■ Task details
Look through the material for lines with the word "maximum", and copy each one.

◆ ◆ ◆ ◆ ◆ ◆ ◆

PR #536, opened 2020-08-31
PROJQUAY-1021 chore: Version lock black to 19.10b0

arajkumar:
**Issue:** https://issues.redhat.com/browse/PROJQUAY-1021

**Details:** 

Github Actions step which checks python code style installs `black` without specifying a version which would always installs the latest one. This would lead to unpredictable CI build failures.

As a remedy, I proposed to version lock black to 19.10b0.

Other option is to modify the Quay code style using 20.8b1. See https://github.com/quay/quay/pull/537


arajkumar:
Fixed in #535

◆ ◆ ◆ ◆ ◆ ◆ ◆

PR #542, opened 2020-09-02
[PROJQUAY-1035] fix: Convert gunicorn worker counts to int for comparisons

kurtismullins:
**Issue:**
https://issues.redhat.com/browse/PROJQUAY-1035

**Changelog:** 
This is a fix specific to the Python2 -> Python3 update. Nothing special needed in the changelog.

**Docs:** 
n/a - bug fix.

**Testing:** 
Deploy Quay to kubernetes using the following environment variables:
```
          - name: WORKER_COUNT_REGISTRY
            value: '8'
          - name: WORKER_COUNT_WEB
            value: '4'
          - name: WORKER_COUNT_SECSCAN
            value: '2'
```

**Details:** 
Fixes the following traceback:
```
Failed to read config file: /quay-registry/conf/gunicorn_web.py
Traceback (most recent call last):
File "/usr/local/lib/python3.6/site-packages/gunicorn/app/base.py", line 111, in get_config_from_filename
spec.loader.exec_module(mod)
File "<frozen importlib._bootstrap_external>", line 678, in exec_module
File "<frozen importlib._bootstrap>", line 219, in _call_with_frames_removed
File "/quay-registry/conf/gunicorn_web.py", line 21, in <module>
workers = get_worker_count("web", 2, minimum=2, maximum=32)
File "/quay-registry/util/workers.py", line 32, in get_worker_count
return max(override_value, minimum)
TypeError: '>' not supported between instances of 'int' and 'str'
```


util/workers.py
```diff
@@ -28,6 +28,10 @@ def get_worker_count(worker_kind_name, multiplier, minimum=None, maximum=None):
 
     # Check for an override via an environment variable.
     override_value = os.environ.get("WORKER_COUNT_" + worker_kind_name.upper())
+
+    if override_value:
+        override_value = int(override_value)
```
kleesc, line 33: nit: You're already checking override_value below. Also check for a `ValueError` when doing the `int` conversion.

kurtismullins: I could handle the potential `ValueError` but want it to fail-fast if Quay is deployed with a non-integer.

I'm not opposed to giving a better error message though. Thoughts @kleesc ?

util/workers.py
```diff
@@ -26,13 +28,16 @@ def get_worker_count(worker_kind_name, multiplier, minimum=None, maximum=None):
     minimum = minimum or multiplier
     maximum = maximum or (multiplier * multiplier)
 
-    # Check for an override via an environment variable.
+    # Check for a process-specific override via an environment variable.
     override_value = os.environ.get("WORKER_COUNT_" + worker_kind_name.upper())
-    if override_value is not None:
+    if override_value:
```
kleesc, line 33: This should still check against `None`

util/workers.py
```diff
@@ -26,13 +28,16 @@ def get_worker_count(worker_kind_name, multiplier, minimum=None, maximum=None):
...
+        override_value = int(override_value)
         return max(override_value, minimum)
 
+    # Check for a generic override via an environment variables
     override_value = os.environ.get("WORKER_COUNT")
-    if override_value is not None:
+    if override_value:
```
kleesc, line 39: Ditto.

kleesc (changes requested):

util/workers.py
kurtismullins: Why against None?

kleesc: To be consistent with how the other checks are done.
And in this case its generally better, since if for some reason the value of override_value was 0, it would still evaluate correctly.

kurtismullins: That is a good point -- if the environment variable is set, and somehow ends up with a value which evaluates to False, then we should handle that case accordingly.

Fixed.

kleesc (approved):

◆ ◆ ◆ ◆ ◆ ◆ ◆

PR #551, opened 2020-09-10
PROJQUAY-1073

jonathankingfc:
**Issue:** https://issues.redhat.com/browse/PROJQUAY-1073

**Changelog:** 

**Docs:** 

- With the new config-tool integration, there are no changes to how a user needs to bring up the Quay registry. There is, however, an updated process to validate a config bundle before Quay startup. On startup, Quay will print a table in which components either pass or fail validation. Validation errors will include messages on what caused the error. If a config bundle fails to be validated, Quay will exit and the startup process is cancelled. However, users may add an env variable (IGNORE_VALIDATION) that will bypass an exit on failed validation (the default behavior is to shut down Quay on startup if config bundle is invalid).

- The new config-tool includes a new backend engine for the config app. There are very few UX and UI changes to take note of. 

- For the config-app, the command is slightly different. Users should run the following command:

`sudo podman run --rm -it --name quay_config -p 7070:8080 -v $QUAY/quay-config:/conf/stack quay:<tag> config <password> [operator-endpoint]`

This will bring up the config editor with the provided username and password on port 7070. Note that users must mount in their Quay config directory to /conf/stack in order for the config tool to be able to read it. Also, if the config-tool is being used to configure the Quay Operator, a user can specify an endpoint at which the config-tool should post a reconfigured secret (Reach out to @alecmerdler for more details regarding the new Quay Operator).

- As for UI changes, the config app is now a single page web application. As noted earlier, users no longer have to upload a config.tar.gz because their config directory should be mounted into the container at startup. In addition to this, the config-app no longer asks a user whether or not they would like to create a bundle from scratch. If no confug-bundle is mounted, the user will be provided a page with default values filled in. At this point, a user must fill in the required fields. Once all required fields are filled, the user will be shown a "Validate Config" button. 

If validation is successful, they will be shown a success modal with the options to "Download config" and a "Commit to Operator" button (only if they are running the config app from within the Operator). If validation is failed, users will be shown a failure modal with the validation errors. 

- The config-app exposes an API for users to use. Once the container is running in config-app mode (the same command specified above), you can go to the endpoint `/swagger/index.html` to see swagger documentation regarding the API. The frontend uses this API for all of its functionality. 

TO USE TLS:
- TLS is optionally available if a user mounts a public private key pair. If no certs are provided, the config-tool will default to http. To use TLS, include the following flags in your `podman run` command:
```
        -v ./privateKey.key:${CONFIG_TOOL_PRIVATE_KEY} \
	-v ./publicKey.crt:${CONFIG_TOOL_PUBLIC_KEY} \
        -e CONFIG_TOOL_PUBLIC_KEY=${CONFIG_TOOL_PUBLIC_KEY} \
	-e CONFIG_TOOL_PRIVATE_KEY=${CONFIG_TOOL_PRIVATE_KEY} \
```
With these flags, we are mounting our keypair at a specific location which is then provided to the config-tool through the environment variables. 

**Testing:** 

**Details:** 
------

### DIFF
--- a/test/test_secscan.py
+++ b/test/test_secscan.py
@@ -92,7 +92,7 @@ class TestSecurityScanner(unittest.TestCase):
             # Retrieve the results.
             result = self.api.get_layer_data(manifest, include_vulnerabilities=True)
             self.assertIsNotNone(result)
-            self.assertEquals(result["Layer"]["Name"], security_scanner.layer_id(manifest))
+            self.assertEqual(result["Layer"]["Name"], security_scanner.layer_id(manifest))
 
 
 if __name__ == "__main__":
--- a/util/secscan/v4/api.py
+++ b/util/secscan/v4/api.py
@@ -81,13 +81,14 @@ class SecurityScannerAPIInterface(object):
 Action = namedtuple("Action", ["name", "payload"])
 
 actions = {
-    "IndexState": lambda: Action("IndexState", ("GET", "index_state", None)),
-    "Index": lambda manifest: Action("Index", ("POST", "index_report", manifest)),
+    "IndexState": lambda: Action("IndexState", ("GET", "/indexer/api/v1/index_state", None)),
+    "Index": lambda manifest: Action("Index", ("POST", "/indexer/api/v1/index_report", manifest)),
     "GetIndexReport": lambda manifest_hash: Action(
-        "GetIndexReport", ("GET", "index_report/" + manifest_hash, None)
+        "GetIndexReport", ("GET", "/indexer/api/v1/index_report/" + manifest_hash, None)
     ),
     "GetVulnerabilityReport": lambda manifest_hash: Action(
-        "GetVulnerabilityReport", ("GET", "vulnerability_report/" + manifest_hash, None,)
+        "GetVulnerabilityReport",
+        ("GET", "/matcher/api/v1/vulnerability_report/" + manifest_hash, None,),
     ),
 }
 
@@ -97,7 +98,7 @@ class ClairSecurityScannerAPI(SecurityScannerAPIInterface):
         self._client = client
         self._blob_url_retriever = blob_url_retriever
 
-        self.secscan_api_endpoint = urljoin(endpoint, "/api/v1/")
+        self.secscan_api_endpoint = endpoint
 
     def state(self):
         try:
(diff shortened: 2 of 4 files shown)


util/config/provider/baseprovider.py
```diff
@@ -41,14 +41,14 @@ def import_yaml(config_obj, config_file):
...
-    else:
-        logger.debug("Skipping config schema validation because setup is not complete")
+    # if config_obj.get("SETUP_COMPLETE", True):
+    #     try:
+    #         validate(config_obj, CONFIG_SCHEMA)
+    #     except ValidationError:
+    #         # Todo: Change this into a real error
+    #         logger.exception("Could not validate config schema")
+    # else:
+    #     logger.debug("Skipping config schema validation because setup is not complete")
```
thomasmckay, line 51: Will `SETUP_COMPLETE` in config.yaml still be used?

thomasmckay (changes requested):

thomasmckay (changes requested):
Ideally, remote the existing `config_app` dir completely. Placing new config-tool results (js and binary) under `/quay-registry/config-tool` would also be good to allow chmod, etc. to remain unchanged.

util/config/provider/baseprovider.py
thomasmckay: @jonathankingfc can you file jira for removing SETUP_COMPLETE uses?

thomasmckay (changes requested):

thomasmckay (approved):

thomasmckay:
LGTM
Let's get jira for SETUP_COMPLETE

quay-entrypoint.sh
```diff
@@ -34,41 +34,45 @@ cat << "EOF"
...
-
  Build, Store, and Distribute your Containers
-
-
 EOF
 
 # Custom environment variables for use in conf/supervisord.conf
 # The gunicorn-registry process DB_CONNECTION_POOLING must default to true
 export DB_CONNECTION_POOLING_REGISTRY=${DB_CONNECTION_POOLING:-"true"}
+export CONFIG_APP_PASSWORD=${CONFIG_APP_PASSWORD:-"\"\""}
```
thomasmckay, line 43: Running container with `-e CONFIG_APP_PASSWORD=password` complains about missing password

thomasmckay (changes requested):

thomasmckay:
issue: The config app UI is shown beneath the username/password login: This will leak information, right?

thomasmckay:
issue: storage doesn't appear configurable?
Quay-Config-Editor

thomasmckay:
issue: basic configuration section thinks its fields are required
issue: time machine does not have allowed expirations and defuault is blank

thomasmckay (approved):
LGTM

◆ ◆ ◆ ◆ ◆ ◆ ◆

■ Exercise result
workers = get_worker_count("web", 2, minimum=2, maximum=32)
@@ -28,6 +28,10 @@ def get_worker_count(worker_kind_name, multiplier, minimum=None, maximum=None):
@@ -26,13 +28,16 @@ def get_worker_count(worker_kind_name, multiplier, minimum=None, maximum=None):
     maximum = maximum or (multiplier * multiplier)
@@ -26,13 +28,16 @@ def get_worker_count(worker_kind_name, multiplier, minimum=None, maximum=None):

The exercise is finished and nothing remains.